Para o The Intercept, a parceria com a Veja traz mais credibilidade ao material, assim como o Intercept e a Folha de S.Paulo (também parceira na Vaza Jato), os repórteres da Veja passaram semanas investigando e analisando jornalisticamente o material, e confirmaram sua autenticidade: “A reportagem desta edição é a primeira em parceria com o The Intercept Brasil. Comandados pelo redator-chefe Sergio Ruiz Luz, nossos repórteres continuam vasculhando a enorme quantidade de diálogos e áudios trocados entre procuradores e o juiz Sergio Moro. Assim como a Folha de São Paulo, também parceira do site, analisamos dezenas de mensagens trocadas entre membros do nosso time ao longo dos anos e os procuradores. Todas as comunicações são verdadeiras — palavra por palavra (o que revela fortíssimos indícios de veracidade do conjunto).”

As conversas inéditas entre Moro e o coordenador da força-tarefa da Lava Jato, Deltan Dallagnol, assim como conversas entre procuradores da operação – algumas das mais incriminadoras até aqui – demonstram que os desvios de Moro não eram eventuais, mas, nas palavras da Veja, revelam de “forma cabal como Sergio Moro exorbitava de suas funções de juiz, comandando as ações dos procuradores na Lava Jato.” Em suma, “as comunicações analisadas pela equipe são verdadeiras e a apuração mostra que o caso é ainda mais grave.”

O jornalista Gleen Greenwald, editor do site The Intercep Brasil, destacou que o “novo ponto chave” da reportagem, feita em parceria com a revista Veja, sobre o direcionamento e manipulação dos processos da Lava Jato pelo ex-juiz e atual ministro da Justiça, Sérgio Moro, está no fato de que “os atos corruptos de Moro não eram isolados ou episódicos, mas contínuos e crônicos”.

O jornalista também ressalta que a “Carta ao Leitor” da revista “é, por si só, extraordinária”, uma vez que “explica porque – após 4 anos de apoio a Moro – agora percebem que é seu dever jornalístico dizer a verdade: que Moro era o oposto da imagem que ele e a mídia passaram anos construindo”, afirma em referência ao apoio os grupos de mídia tradicionais que apoiaram os desvios da operação e ajudaram a construir a imagem de Moro que acabou por levá-lo ao Ministério da Justiça.

Jornalistas defendem o colega

As supostas ações de intimidação do ministro da Justiça contra o site The Intercept Brasil provocaram reações de jornalistas brasileiros e estrangeiros.
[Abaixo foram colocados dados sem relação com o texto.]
PR #1779, opened 2026-02-12
Fix #926: Apply enum defaults for types already on the classpath

### LINKED ISSUE #926: default enum doesn't work when defining javaType
If I define the enum in a separate file, I the value set is always null.
Here is an example of my enum
```
{
  "javaType": "com.example.MyEnum",
  "type": "string",
  "enum": [ "A", "B", "C"  ]
}
```

Here is an example of an object using the enum
```
{
  "type": "object",
  "javaType": "com.example.MyClass",
  "properties": {
    "myenum": {
      "javaType": "com.example.MyEnum",
      "default": "A"
    }
  }
}
```

I am expecting the value should be set:
```
    @JsonProperty("myenum")
    private MyEnum myenum = MyEnum.fromValue("A");
```

The actual output is
```
    @JsonProperty("myenum")
    private MyEnum myenum = null;
```

manerow:
## Problem

When an enum type already exists on the plugin classpath (e.g. from a dependency JAR), `DefaultRule.getDefaultValue()` fails to generate the `fromValue(...)` initialiser.

The root cause is that `EnumRule` returns a `JDirectClass` (a reference to the pre-existing classpath class) instead of a `JDefinedClass` (a freshly generated class). `DefaultRule` only checks `fieldType instanceof JDefinedClass` when deciding whether to apply enum defaults, so classpath enum types fall through to `return JExpr._null()`.

This means any project that depends on a JAR containing pre-compiled enum classes while regenerating POJOs from the same schemas will silently lose all enum default values.

### Example

Given a schema with:
```json
"provider": {
  "javaType": "com.example.ProviderType",
  "type": "string",
  "enum": ["system", "user", "automation"],
  "default": "user"
}
```

**Expected** (and what you get when the enum is generated from scratch):
```java
private ProviderType provider = ProviderType.fromValue("user");
```

**Actual** (when `ProviderType.class` already exists on the classpath):
```java
private ProviderType provider = null;
```

## Fix

Add a fallback branch in `DefaultRule.getDefaultValue()` that detects classpath enum types using reflection:

1. `isClasspathEnum()` — checks if a non-`JDefinedClass` type is an enum on the classpath via `Class.isEnum()`
2. `getDefaultEnumFromClasspath()` — finds the `fromValue` method via reflection, determines the backing type from its parameter, and generates the correct `fromValue(...)` expression

This handles string-backed, integer-backed, and number-backed enums correctly by inspecting the `fromValue` method's parameter type.

## Test

Added an integration test (`DefaultIT.classpathEnumPropertyHasCorrectDefaultValue`) that:

1. Defines a pre-compiled enum class (`ExistingClasspathEnum`) in the test sources — this class is on the classpath during code generation, triggering the `ClassAlreadyExistsException` path in `EnumRule`
2. Uses a schema that references this enum with `"javaType"` and declares `"default": "beta"`
3. Generates and compiles the schema, then verifies the field is initialised to `ExistingClasspathEnum.BETA` instead of `null`

All 596 tests pass. The only pre-existing failure (`DynamicPropertiesIT.shouldSetStringFieldJava7`) targets Java 7 on JDK 17 and is unrelated.

Fixes #926

### DIFF
--- a/jsonschema2pojo-integration-tests/src/test/java/org/jsonschema2pojo/integration/DefaultIT.java
+++ b/jsonschema2pojo-integration-tests/src/test/java/org/jsonschema2pojo/integration/DefaultIT.java
@@ -425,4 +425,28 @@ public class DefaultIT {
 
     }
 
+    /**
+     * Verifies that enum default values are correctly applied when using
+     * {@code existingJavaType} to reference an enum on the classpath (issue #926).
+     *
+     * @see <a href="https://github.com/joelittlejohn/jsonschema2pojo/issues/926">issue #926</a>
+     */
+    @Test
+    public void existingJavaTypeEnumPropertyHasCorrectDefaultValue() throws Exception {
+
+        ClassLoader resultsClassLoader = schemaRule.generateAndCompile(
+                "/schema/default/defaultWithExistingClasspathEnum.json", "com.example");
+
+        Class<?> generatedClass = resultsClassLoader.loadClass("com.example.DefaultWithExistingClasspathEnum");
+        Object instance = generatedClass.getDeclaredConstructor().newInstance();
+
+        Method getter = generatedClass.getMethod("getExistingEnumWithDefault");
+        Object defaultValue = getter.invoke(instance);
+
+        assertThat(defaultValue, is(notNullValue()));
+        assertThat(defaultValue, is(instanceOf(ExistingClasspathEnum.class)));
+        assertThat(defaultValue, is(equalTo(ExistingClasspathEnum.BETA)));
+
+    }
+
 }
--- a/jsonschema2pojo-integration-tests/src/test/resources/schema/default/defaultWithExistingClasspathEnum.json
+++ b/jsonschema2pojo-integration-tests/src/test/resources/schema/default/defaultWithExistingClasspathEnum.json
@@ -1,0 +1,11 @@
+{
+    "type" : "object",
+    "properties" : {
+        "existingEnumWithDefault" : {
+            "existingJavaType" : "org.jsonschema2pojo.integration.classpath.ExistingClasspathEnum",
+            "type" : "string",
+            "enum" : ["alpha", "beta", "gamma"],
+            "default" : "beta"
+        }
+    }
+}


joelittlejohn:
I haven't checked yet, but I'm slightly confused on this one. You should be using 'existingJavaType' to refer to something from the classpath. 'javaType' is used when you are generating a new type, but you want to specify the fully-qualified type name.  No?

manerow:
Thanks for the quick look @joelittlejohn!

You're right that `existingJavaType` is the intended way to reference a classpath type. However, the library already supports the case where `javaType` points to a type that happens to exist on the classpath: `EnumRule` catches `ClassAlreadyExistsException` and gracefully reuses the existing class. This works correctly for type resolution. The only gap is that `DefaultRule` doesn't recognize the resulting type as an enum (it checks `instanceof JDefinedClass`, but the reused class is a `JDirectClass`), so the default value is silently dropped to `null`.

This matters in multi-module projects where the same schemas are processed in different build contexts. The upstream module generates everything from scratch (`javaType` is correct there). A downstream module has its own schemas that `$ref` upstream definitions, so the upstream schema files must be present in the source directory for reference resolution. The plugin then processes all schemas in that directory, encountering enum types that already exist on the classpath from the upstream JAR. The downstream module doesn't control the upstream schemas and can't change `javaType` to `existingJavaType`.

This PR just completes what `ClassAlreadyExistsException` handling already does: it extends classpath-enum support to default values.

For the test, I used `javaType` because that's the real-world scenario. `existingJavaType` goes through `TypeRule` and bypasses enum generation entirely, so it wouldn't exercise this code path.

joelittlejohn:
Fair enough. Hyrum's Law in action I suppose!

I think this is a hangover from before we separated javaType and existingJavaType. I think we should fix this for existingJavaType because it gives you a way to refer to an existing enum and choose a default value, without having to use the javaType trick.

manerow:
Good point @joelittlejohn. The fix already covers `existingJavaType`. Both paths produce a `JClass` that reaches `DefaultRule.getDefaultValue()` the same way, and `isClasspathEnum()` handles both.

I've added an integration test (`existingJavaTypeEnumPropertyHasCorrectDefaultValue`) that uses `existingJavaType` with a default value and verifies it resolves correctly. All tests pass.

jsonschema2pojo-core/src/main/java/org/jsonschema2pojo/rules/DefaultRule.java
```diff
@@ -255,6 +260,50 @@ private static JExpression getDefaultEnum(JType fieldType, String value) {
...
     }
 
+    /**
+     * Checks whether the given type is an enum that already exists on the
+     * classpath (i.e. it is not a {@link JDefinedClass} generated during this
+     * run, but a reference to a pre-compiled class).
+     *
+     * @see <a href="https://github.com/joelittlejohn/jsonschema2pojo/issues/926">issue #926</a>
+     */
+    private static boolean isClasspathEnum(JType fieldType) {
```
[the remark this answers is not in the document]
manerow: @unkish gentle bump on this thread 😄

jsonschema2pojo-integration-tests/src/test/java/org/jsonschema2pojo/integration/classpath/ExistingClasspathEnum.java
```diff
@@ -0,0 +1,69 @@
...
+import com.fasterxml.jackson.annotation.JsonValue;
+
+/**
+ * A pre-compiled enum that simulates the pattern generated by jsonschema2pojo.
+ * Used by integration tests to verify that default values are correctly applied
+ * when an enum type already exists on the classpath.
+ *
+ * @see <a href="https://github.com/joelittlejohn/jsonschema2pojo/issues/926">issue #926</a>
+ */
+public enum ExistingClasspathEnum {
```
unkish, line 32: I would rather move that file away from `org.jsonschema2pojo.integration`, maybe into `com.example.classpath` keeping former package name for integration tests.

jsonschema2pojo-integration-tests/src/test/java/org/jsonschema2pojo/integration/DefaultIT.java
```diff
@@ -400,4 +401,52 @@ public void uniqueArrayPropertyWithoutDefaultIsEmptySet() throws NoSuchMethodExc
...
     }
 
+    /**
+     * Verifies that enum default values are correctly applied when the enum
+     * type already exists on the classpath (issue #926).
+     *
+     * @see <a href="https://github.com/joelittlejohn/jsonschema2pojo/issues/926">issue #926</a>
+     */
+    @Test
+    public void classpathEnumPropertyHasCorrectDefaultValue() throws Exception {
```
unkish, line 411: I'm not quite sure as to what to think of this test - this will just cause `EnumRule` to return reference to existing class which should be equivalent to test that has `existingJavaType`.
It does no harm here, but should it be a part of `DefaultIT` or `EnumIT`, maybe someone else has also an opinion on that.

jsonschema2pojo-core/src/main/java/org/jsonschema2pojo/rules/DefaultRule.java
```diff
@@ -157,6 +158,10 @@ static JExpression getDefaultValue(JType fieldType, String value) {
 
             return getDefaultEnum(fieldType, value);
 
+        } else if (fieldType instanceof JClass && isClasspathEnum(fieldType)) {
```
unkish, line 161: Nit: `instanceOf` operator could be used here, eliminating the need for downstream casting
```java
        } else if (fieldType instanceof JClass jClass && isClasspathEnum(jClass)) {

            return getDefaultEnumFromClasspath(jClass, value);
```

Entidades e organismos internacionais também se manifestaram contra o que classificam como ameaça à liberdade de imprensa.

Para a jornalista Eliane Brum, colunista do jornal El País Brasil, se confirmadas as suspeitas sobre a tentativa de Moro de intimidar Greenwald, seria “um total, inacreditável abuso de poder” e “um dos maiores ataques à liberdade de imprensa já feitos, um “escândalo só visto nos governos mais autoritários do mundo”.

O jornalista Kennedy Alencar também afirmou, na rádio CBN, que Moro “tangenciou” sobre o tema, alegando independência da PF. “Se for uma investigação para retaliar e incomodar Greenwald, é um ataque à liberdade de imprensa. Por isso, são necessárias explicações sobre os fundamentos para uma investigação direcionada contra o jornalista americano que vive e trabalha no Brasil.”

Ilegalidades marcaram a carreira de Moro

A suspeição sobre a imparcialidade do juiz Sergio Moro não é exclusiva do trabalho realizado na Operação Lava Jato. A atuação do atual ministro da Justiça do governo Jair Bolsonaro foi alvo de procedimentos administrativos tanto no Supremo Tribunal Federal (STF) quanto no Conselho Nacional de Justiça (CNJ) pelo menos desde 2005, segundo apurou o site especializado Consultor Jurídico.

A conduta de Moro foi investigada por ser considerada parcial e até incompatível com o Código de Ética da Magistratura. Os procedimentos correram sob sigilo e foram todos arquivados.

Há casos como o que ele mandou a Polícia Federal oficiar a todas as companhias aéreas para saber os voos em que os advogados de um investigado estavam. Ou ainda quando ele determinou a gravação de vídeos de conversas de presos com advogados e até familiares por causa da presença de traficantes no presídio federal de Catanduvas (PR).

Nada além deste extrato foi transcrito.